Yeah, I see a bunch of praise and references to unfamiliar features/syntax and it makes it hard to follow and to form an opinion about.
Honestly the tone of the article was so smug and condescending that I couldn’t finish it.
wow... I did not get that _at all_ ; opinionated maybe, do I have to share all these opinions to the degree to which they've been expressed? No, but condescending? To whom? To duck typed languages?
It's condescending to the people who've noticed they make mistakes and so value a language which is designed accordingly:
"So, put simply, yes, you can shoot yourself in the foot, and the caliber is enormous. But you’re being treated like an adult the whole time"
That is, those of us who've noticed we make mistakes aren't adults we're children and this is a proper grown-up language -- pretty much the definition of condescending.
I can't tell if you're joking or not, but if you aren't, no one is calling you a child. The article is obviously saying that the compiler doesn't stop you from doing dumb things, which is a privilege generally only extended to adults. Nobody is saying anyone who makes mistakes is a child.
If you feel this article is smug and condescending, don't start watching the language designer's stream too soon.
The least you can say is that he is _opinionated_. Even his friend Casey Muratori is "friendly" in comparison, at least trying to publish courses to elevate us masses of unworthy typescript coders to the higher planes of programming.
Jblow just want you to feel dumb for not programming right. He's unforgiving, Socrate's style.
The worst thing is : he might be right, most of the time.
We would not know, cause we find him infuriating, and, to be honest, we're just too dumb.
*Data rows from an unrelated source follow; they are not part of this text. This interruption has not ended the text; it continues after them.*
PR #615, opened 2021-04-07
add sys tray support for windows

tarkah:
Resolves our biggest request, sys-tray for windows!

## Proposed Changes
  - New setting "Close to System Tray" for Windows
  - When this is selected, a system tray icon will be created.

In my experience programming is more about formalising the domain of the problem than it is about shuffling bits around. Take a minute more than need and you'll lose hundreds. Get the answer wrong? Lose millions. Domains where you deprioritise correctness for speed just... don't seem that interesting too me. No need to look down on memory managed languages. Personally, Haskell and APL impressive me more, but I don't have shit on the author for being stuck in an imperative paradigm.
Wonder when will Jai open beta happen
If all goes according to plan, late this year. https://youtu.be/jamU6SQBtxk?si=hDbwZQX2MtFiwun8
odin has replaced the need for jai, and even then, i'm not sure there is a need for "yet another sugar for LLVM"
they show an adoration for C, and they both hate C++, yet they chose C++ for their compiler, go figure
I am not interested. I am just trying to code with C3 and make some binding with another language like C and Zig, it is quiet easy and fun. I think it's enough for me to learn kinds of language than using jai that never released the compiler to the public till now.